▶ EXERCISE DIRECTIONS
Somewhere below is a line with "Update PMIx unit" and, later, a line with "This updates the"; repeat those two lines and all the lines between them, exactly as they are.
BEGIN RECORDS TO PROCESS
PR #796, opened 2019-02-26
Doxygen improvements

DebRez:
Used https://github.com/Feneric/doxypypy instructions to add a
filter pattern to the Doxygen file. Removed .ini files as part of
documentation because they were causing errors. Updated the environment
files to include doxypypy (Tried adding it to .travis.yml but got
package not found error). Made sure travis was using python 2.7 when
doing the doxygen build.

[Ticket: X]


DebRez:
Looks like this broke the Travis builds - working on it.

PR #812, opened 2019-03-23
Refactored Environment Module Support

noahv:
- New global TestDef structure maintains requested modules
  - Added checkForModules, applyModules, and revertModules helpers
  - Added tests/bat/Autotools sample autotools based hello world
  - Added tests/bat/ModuleCmd ini tests for plugins modified
  - Updated extensive_example.ini to include new modules_swap


DebRez:
@noahv In the Autotools.py the added return statements on line 304, 342, 379 and 403 will cause the program to fail because the position in the directory structure will not be correct - need to return to cwd before returning.

noahv:
Thanks Deb for the review!  I should have mentioned I was off on spring break backpacking!  I am back this week.

I will update the patch today.

Issue #816, opened 2019-05-28
Error getting IBM tests - python client


DebRez:
The last time I had a successful MTT run was with the ompi-master 05/20/19. Since then I am getting the error Exception was raised: <type 'exceptions.OSError'> [Errno 2] No such file or directory:    scratch/TestGet_IBM/ompi-tests/ibm

This is happening on different systems and I have made no changes to my .ini file.

I can git clone the ompi-tests repository manually and the IBM folder transfers over fine so it seems to be a problem with MTT.  Is anyone else seeing this problem?

DebRez:
Here is the TestGet section of my INI file
[ASIS TestGet:IBM]
plugin = Git
url =  git@github.com:open-mpi/ompi-tests
subdir = ibm
parent = MiddlewareBuild:OMPIMaster

DebRez:
Here is the output from the TestGet:
========================================================================
START EXECUTING [ASIS TestGet:IBM] start_time=2019-05-27 21:57:20.591756
========================================================================
OPTIONS FOR SECTION: ASIS TestGet:IBM
  plugin = Git
     url = git@github.com:open-mpi/ompi-tests
  subdir = ibm
  parent = MiddlewareBuild:OMPIMaster
Executing plugin Git
Git Execute
Working repo git@github.com:open-mpi/ompi-tests
Working final repo git@github.com:open-mpi/ompi-tests
ExecuteCmd start: git clone git@github.com:open-mpi/ompi-tests
stdout: Cloning into 'ompi-tests'...
stderr: Checking out files:   5% (600/10030) 
Checking out files: 100% (10030/10030), done.
ExecuteCmd done
Fetch CMD: merge_stdout_stderr stderr_save_lines pr scratchdir modules_unload pl
atform subdir branch pwfile asis username description parent time password url s
tdout_save_lines modules trial modules_swap executor organization
LOGGING results for ASIS TestGet:IBM
DONE EXECUTING [ASIS TestGet:IBM] end_time=2019-05-27 21:57:53.415520, elapsed=0:00:32.823764
STATUS OF [ASIS TestGet:IBM] IS 0

ASIS TestBuild:IBMInstalled

===================================================================================
START EXECUTING [ASIS TestBuild:IBMInstalled] start_time=2019-05-27 21:57:53.415800
===================================================================================
OPTIONS FOR SECTION: ASIS TestBuild:IBMInstalled
               parent = TestGet:IBM
  merge_stdout_stderr = 1
[...]

PR #818, opened 2019-05-29
Revert before autotools commit that broke Autotools.py

ribab:
https://github.com/open-mpi/mtt/issues/816

The previous commit  https://github.com/open-mpi/mtt/commit/f649e180595cf1f66de9156929dff16b3ffcc0d6 broke Autotools, so this is to revert that commit.

The previous commit did not fix what it intended to fix, so reverting the commit.


DebRez:
Great, thanks.

PR #823, opened 2019-06-28
Add new Fetch plugins for rpms and Python pkgs

rhc54:


ribab:
The plugins look great, but question about the PIP plugin -- for a test, wouldn't it be better to have a virtualenv plugin? 

Also, pip install has a "--user" flag which installs it locally to the user, which might be better in some cases than installing it for everyone.

rhc54:
> The plugins look great, but question about the PIP plugin -- for a test, wouldn't it be better to have a virtualenv plugin?

We could support both, I imagine - the user may or may not be running MTT in a virtualenv. What needs to be changed in this plugin to enable it to work both ways? I had just assumed that pip would install into the virtualenv if that is where it was being run - does it need a special flag to do so?

> Also, pip install has a "--user" flag which installs it locally to the user, which might be better in some cases than installing it for everyone.

Agreed - will add that flag.

rhc54:
Okay, I finally realized what you meant by the virtualenv comment. I'll add a separate plugin for that option.

PR #827, opened 2019-07-03
Update Git fetch tool to include subdir in location

rhc54:
If someone specified a subdirectory in their ini file stage to fetch a
Git repo, then the location should be updated with that subdir.


rhc54:
@ribab @beardeddog @noahv  @DebRez @hppritcha 

Note that this changes the location reported by the Git plugin when the ini file specifies a "subdir". We previously weren't returning the "subdir" in the location, which isn't what the ini file specifically requested. Please check to ensure your ini files are updated accordingly.

PR #828, opened 2019-07-03
 Update PMIx unit test runner to cover python tests

rhc54:
Specify the command to use to run tests so that C-based unit tests can
utilize their starter while Python unit tests can just execute. Update
PYTHONPATH is Python libraries were installed by middleware. Allow
specification of middleware to be used for tests.


ribab:
Looks good

PR #829, opened 2019-07-12
Update Docker README

dsikich:
This updates the Docker README on setting up a cherrypy server
with a postgres DB. Using the current instructions results
in errors when making server requests. These turn on port
forwarding when running cherrypy and postgres.

### DIFF
--- a/server/docker/README.docker.txt
+++ b/server/docker/README.docker.txt
@@ -4,14 +4,26 @@ docker network create -d bridge --subnet 172.31.0.0/24 docker_network
 # Build postgres docker image
 docker build --build-arg http_proxy=$http_proxy --build-arg https_proxy=$https_proxy -t mttdb-postgres -f Dockerfile.postgres .
 # Start the postgres server
-docker run --name mttdb-postgres --network=docker_network --ip=172.31.0.2 -e POSTGRES_PASSWORD=mtt -d mttdb-postgres 
+docker run --name mttdb-postgres --network=docker_network -p 5432:5432 -e POSTGRES_PASSWORD=mtt -d mttdb-postgres 
 # Test container
-PGPASSWORD="mtt" psql -a --host=172.31.0.2 --dbname=mtt --username=postgres
+PGPASSWORD="mtt" psql -a --host=localhost --dbname=mtt --username=postgres
 
+# port forwarding for -p N:N may be different. This uses port forwarding on a local machine to point to the docker container.
+
+defined to use port forwarding on a local machine
 # Build cherrypy docker image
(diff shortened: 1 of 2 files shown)


server/docker/README.docker.txt
```diff
@@ -4,14 +4,23 @@ docker network create -d bridge --subnet 172.31.0.0/24 docker_network
 # Build postgres docker image
 docker build --build-arg http_proxy=$http_proxy --build-arg https_proxy=$https_proxy -t mttdb-postgres -f Dockerfile.postgres .
 # Start the postgres server
-docker run --name mttdb-postgres --network=docker_network --ip=172.31.0.2 -e POSTGRES_PASSWORD=mtt -d mttdb-postgres 
+docker run --name mttdb-postgres --network=docker_network --ip=172.31.0.2 -p 5432:5432 -e POSTGRES_PASSWORD=mtt -d mttdb-postgres
```
rhc54: I am no expert by any means, but I noted that you changed the IP address to "localhost" or "0.0.0.0" elsewhere - do you need to change the 172.31.0.2 address here as well?

dsikich: @rhc54 yeah, well I just tested not specifying the ip and just using the -p option, and that works fine. I don't think the ip specified there is doing anything. I will take that out.

rhc54: Kewl - does the "5432" number correlate to a port forwarding you defined separately? Just want to ensure that we captured all the steps here.

dsikich: @rhc54 yeah that is the only place it is specified

rhc54: Okay, could you please add a comment in there somewhere indicating that the `-p N:N` should be replaced with whatever port forwarding was defined - perhaps include an example of the command? Otherwise, someone might think that is a "magic" number.

dsikich: not sure I fully understand, example of which command? The run line? Or do you mean point out that the port forwarding in that line may not be the same, like:

docker run --name mttdb-postgres -p N:N -e POSTGRES_PASSWORD=mtt -d mttdb-postgres

where -p N:N is the port forwarding that was defined?

rhc54: Yes - I gather you defined a port forwarding on your local machine to point the port at the docker container. I just want that noted somewhere in this file so someone reading it five years from now realizes that they need to forward a port and use that value in that command line. Otherwise, they are likely to wind up smacking their head after thrashing for an hour 😄

dsikich: Makes sense, I added a comment before running the commands

PR #830, opened 2019-07-13
Revise ExecuteCmd return value and Refactor Launchers

rhc54:
Every time we want to extend the return values from ExecuteCmd, we have
to go back and change every place we call it. This isn't supportable in
the long term. So instead of passing back arrays of values, return a
dictionary instead. This makes it possible to extend the return values
from ExecuteCmd without having to modify any existing code.

Sadly, it did mean having to modify everyone who currently uses that
plugin. Thus, this PR touches a number of plugins - but fortunately
doesn't alter their logic.

The primary driver for the changes was the need to refactor the various
Launchers. There was a ton of copy/paste'd code in them - turned out
that the differences were actually rather small. So instead of having
all that code duplication, put the common code in the LauncherMTT stage
plugin from which all the Launcher's derive.

Reason for doing this is that there were some significant problems in
the existing launchers:

* the timeout support was never implemented, and so we didn't detect or
properly handle tests that simply hung/spun forever

* the designation of skipped vs failed tests was incorrect. I think we
got a little too clever in coding things to the minimum number of lines
of code.

* using the return status as an indicator of "skipped" and friends meant
that we were losing the actual exit code of the test.

* we incorrectly included the #skipped tests in the #tests being
executed, thus causing us to execute fewer tests than the user had
specified

This has now been fixed. The logic for creating the lists of skipped and
expected-to-fail tests is all centralized and broken into distinct
steps. Yes, it is a few more lines of code - but hopefully it is a
little easier to read and understand.

Executing the tests is likewise centralized. Each launcher is
responsible for just creating its cmd line for executing the tests.
Everything else is just done with calls to the common code.

Still up: updating the reporters to properly understand the new tag
designators for test results (skipped, failed as expected, etc.)

### DIFF
--- a/pylib/Tools/Harasser/Harasser.py
+++ b/pylib/Tools/Harasser/Harasser.py
@@ -85,7 +85,7 @@ class Harasser(HarasserMTTTool):
     def parallel_execute(self, cmds, cmdargs, testDef):
         """This function is passed into multiprocessing as a target
         """
-        status,stdout,stderr,time,_ = testDef.execmd.execute(cmds, cmdargs, testDef)
+        results = testDef.execmd.execute(cmds, cmdargs, testDef)
 
     def start(self, testDef):
         """Harassment is started on the system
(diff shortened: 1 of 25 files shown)


rhc54:
Hi folks - I have updated both the TextFile and IUDatabase reporter to properly handle the tagging of test results as pass, fail, skip, or timed out. I couldn't test the IUDatabase plugin, so I would appreciate someone doing so. The Textfile reporter is working correctly.

pylib/Tools/Harasser/Harasser.py
```diff
@@ -85,7 +85,7 @@ def get_running_harassers(self):
     def parallel_execute(self, cmds, cmdargs, testDef):
         """This function is passed into multiprocessing as a target
         """
-        status,stdout,stderr,time = testDef.execmd.execute(cmds, cmdargs, testDef)
+        status,stdout,stderr,time,_ = testDef.execmd.execute(cmds, cmdargs, testDef)
```
hppritcha: I'm not a python expert, but is this correct?  the return value isn't being treated as a dictionary like in other places in the PR.

rhc54: Garrrr - missed that one. Fixed it. Thanks!

PR #838, opened 2019-07-22
Use a different method for timeout detection

### LINKED ISSUE #837: subprocess.TimeoutExpired only works with Python3
https://github.com/open-mpi/mtt/blob/a4f291390f442e537a15445688f11a3852f1afa7/pylib/Utilities/ExecuteCmd.py#L149

subprocess.TimeoutExpired in ExecuteCmd.py doesn't work with Python2.

I know that Python2 isn't supported anymore by the Python community, but are we still planning on supporting Python2?

rhc54:
Apparently, Python 2 does not have the subprocess "timeout" feature in
it. One solution would be to have everyone install the subprocess32
module that backported such features to Python 2, but that would be
intrusive. So instead use a threaded model for tracking timeout.

Little more cumbersome and involves another thread, but appears to be
working just fine under test.

Fixes #837 

### DIFF
--- a/pyclient/debug.ini
+++ b/pyclient/debug.ini
@@ -1,0 +1,108 @@
+#Copyright (c) 2018-2019 Intel, Inc.  All rights reserved.
+#
+
+# Set defaults
+[MTTDefaults]
+scratch = mttscratch
+description = Run Server/Client test
+platform = Intel Bend
+executor = sequential
+
+# Get the system profile
+[Profile:Installed]
+
+#======================================================================
+# Build PMIx dependencies: libevent, libev, hwloc, and cython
END RECORDS TO PROCESS
▶ RESULT OF THE EXERCISE
 Update PMIx unit test runner to cover python tests

rhc54:
Specify the command to use to run tests so that C-based unit tests can
utilize their starter while Python unit tests can just execute. Update
PYTHONPATH is Python libraries were installed by middleware. Allow
specification of middleware to be used for tests.


ribab:
Looks good

PR #829, opened 2019-07-12
Update Docker README

dsikich:
This updates the Docker README on setting up a cherrypy server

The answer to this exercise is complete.